Table 5. Results (%) for our method with different components on the NWPU-RESISC45 dataset.

Dataset	Components	Accuracy
NWPU-RESISC45-10%	ResNet50	90.89
	ResNet50 + MCAM	91.92
	ResNet50 + MSAM	91.39
	ResNet50 + MCAM + MSAM	92.14
	ResNet50 + MAM	92.25
	ResNet50 + TM	91.39
	ResNet50 + MAM + TM	92.44
NWPU-RESISC45-20%	ResNet50	93.36
	ResNet50 + MCAM	93.94
	ResNet50 + MSAM	93.63
	ResNet50 + MCAM + MSAM	94.42
	ResNet50 + MAM	94.53
	ResNet50 + TM	93.70
	ResNet50 + MAM + TM	94.70

. We can see that: (1) all components effectively increased classification accuracy with different improvement degrees; (2) when simultaneously using all components, our method achieved the highest classification performance gain.

4.3. Visualization Using Grad-CAM

To visually analyze the concerns of our model, a heat map is an effective tool. Here, we chose gradient-weighted class activation mapping (Grad-CAM) [60] to produce visual explanations. As its name implies, Grad-CAM involves flowing the gradients of any target into a convolutional layer to highlight the critical image regions used for predicting the corresponding target.

In our experiments, the Grad-CAM visualized the output of the last convolutional layer using some test samples of the NWPU-RESISC45 dataset. The visualization results are shown in Figure 11. The colors (from blue to red) on a heat map represent different contributions (from small to big) to classification results, the greater the contribution, the redder the color. As shown in Figure 11, it is obvious that the proposed TMGMA (based on the basic network of ResNet50) pays close attention to the task-related semantic region. Furthermore, the red area is mainly concentrated in the central area of the task-related semantic region. The above proves that our method can fully mine contextual information to avoid the feature confusion between the task-related semantic and irrelevant regions.

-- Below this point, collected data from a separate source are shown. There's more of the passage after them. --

PR #15767, opened 2024-02-07
Update `jupyter-collaboration` for the Binder environment

jtpio:
## References

Trying to update to the latest stable release of `jupyter-collaboration`, as this may be useful for https://github.com/jupyterlab/team-compass/issues/180

## Code changes

Update Binder dependencies.

## User-facing changes

Folks can use the latest `jupyter-collaboration` when using the dev Binder.

None

### DIFF
--- a/binder/environment.yml
+++ b/binder/environment.yml
@@ -55,11 +55,5 @@ dependencies:
   - xeus-python
   # extra conda stuff
   - jsonschema-with-format-nongpl
-  # jupyter-collaboration 1.2.0
-  - jupyter_ydoc >=1.0.1,<2.0.0
-  - ypy-websocket >=0.12.1,<0.13.0
+  - jupyter-collaboration >= 2.0.1
   - jupyter_events >=0.7.0
-  - jupyter_server_fileid >=0.7.0,<1
-  - pip:
-    # can't be installed with `conda` in binder, due to `jupyterlab-link-share``
-    - jupyter-collaboration ==1.2.0


binder/environment.yml
```diff
@@ -55,11 +55,5 @@ dependencies:
   - xeus-python
   # extra conda stuff
   - jsonschema-with-format-nongpl
-  # jupyter-collaboration 1.2.0
-  - jupyter_ydoc >=1.0.1,<2.0.0
-  - ypy-websocket >=0.12.1,<0.13.0
```
jtpio, line 60: cc @davidbrochart looks like we could remove these dependencies and just depend on `jupyter-collaboration` directly?

jtpio:
Ah looks like Binder is having issues to build JupyterLab:

image

jtpio:
Looks like the Binder build failure might be a bit random. This time it was able to build and RTC seems to be enabled as expected:

image

binder/environment.yml
davidbrochart: Indeed, that's how it should be.

jtpio:
`jupyter-collaboration` includes a command to generate a share link:

image

davidbrochart:
I just tried this PR's binder, and it fails with a simple notebook cell like:
```py
from time import sleep

for i in range(1000):
    print(i)
    sleep(1)
```
Outputs stop being displayed after a while. This should be fixed by https://github.com/jupyterlab/jupyter-collaboration/pull/232, but it's not released yet. There are breaking changes (e.g. non-private methods are renamed), but I was hesitant to make a v3.0.0 release, since it's essentially bug fixes. What do you think?

jtpio:
> There are breaking changes (e.g. non-private methods are renamed), but I was hesitant to make a v3.0.0 release, since it's essentially bug fixes. What do you think?

It probably depends if we expect users to depend on that package and potentially extend it? In other words if these non-private methods are expected to be part of the API surface.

4.4. Visualization Using t-SNE

To explore the impact of the proposed TMGMA on feature representation, we applied the t-SNE [61] to visualize high-dimensional features into two-dimensional. In a 2D space, t-SNE can well model the distances of paired data points and distribute a location for each data point.

We performed experiments on the NWPU-RESISC45 dataset. In the experiment, the features of the last FC layer were utilized for visualization. The visualized features are shown in Figure 12 and Figure 13. In Figure 12 and Figure 13, based on two kinds of dataset partitions, i.e., training ratio = 10% and training ratio = 20%, we separately visualize the backbone ResNet50 and the proposed TMGAM (taking the ResNet50 as backbone), respectively. In Figure 12 and Figure 13, we can see clearly that TMGAM can reduce intra-class diversity and inter-class similarity. In feature space, TMGAM makes images in the same category closer and can better distinguish images in different categories so as to improve the classification performance.

5. Conclusions

In this paper, we have presented a novel TMGAM for RSISC. We are committed to learning task-related salient features. Our method involves MAM and TM. MAM performs salient feature extraction and multi-scale and contextual information acquisition. TM is utilized to optimize the MAM to focus on the task-related salient features rather than all salient features. Extensive experiments on three public datasets demonstrated that our approach has good classification results. On the largest scale and most challenging RSISC dataset, i.e., the NWPU-RESISC45, the classification accuracies of the proposed TMGMA (based on ResNet50 backbone) reached 92.44% (training ratio = 10%) and 94.70% (training ratio = 20%).

The proposed TMGMA can emphasize task-related salient features; in other words, it helps to focus on the target area of an image. Hence, our method can be applied to the land-use surveys, natural hazard detection, etc. In the future, we will explore further operators that are potentially applicable to designing effective and efficient RSISC models.